A Loitering Words Essay
There is rarely a meeting point between my Loitering Words persona and that of my ELT Vista self. The former writes with a chipped tooth, a leather vest, a jester motif, and a sly-eyed grin; the latter wears a blazer, or sometimes a black tie. Nonetheless, in this article— which may end up as a podcast, a rant, a performance, or a plea—I intend to bring both to the table, not to find a middle ground, but to come at you with both barrels blazing.
I write this post fully aware that slowly but surely, attempts will be made to shut me up. It is what always happens whenever someone challenges the gatekeepers’ favorite myth: that censorship is care and confiscation is a form of moral hygiene.

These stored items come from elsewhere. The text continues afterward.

PR #1296, opened 2025-03-04
use .Dockerfile as file ext, following best practices from Docker

fedordikarev:
That will allow syntax highlight for the files, and number of utilities expect `.Dockerfile` to be an ext for the files.

```
Some projects may need distinct Dockerfiles for specific purposes. A common convention is to name these <something>.Dockerfile. You can specify the Dockerfile filename using the --file flag for the docker build command. Refer to the [docker build CLI reference](https://docs.docker.com/reference/cli/docker/buildx/build/#file) to learn about the --file flag.
```

https://docs.docker.com/build/concepts/dockerfile/#filename


sharnoff (approved):
Looks good - thanks!

sharnoff:
As a follow-up: @mikhail-sakhnov WDYT about renaming `neonvm-kernel/{kernel-builder.Dockerfile => Dockerfile}` ? I'm realizing it's a little redundant :sweat_smile:

mikhail-sakhnov:
@sharnoff I think it can be just Dockerfile

fedordikarev:
Let me add that rename `neonvm-kernel/{kernel-builder.Dockerfile => Dockerfile}` here as well

mikhail-sakhnov (approved):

Today’s contention is the recent Australian ban on social media for children under sixteen—you know those post pubescent, randy teens, easy pickings and already labeled a “lost generation” by the vegemighty powers that be. The answer is always to take something away when you cannot control the message. No need for innovation, imagination, or investment. Just take. The political equivalent of grounding a teenager because you do not know what else to do. Take. Take. Take. Offer nothing in return … It’s the same old story.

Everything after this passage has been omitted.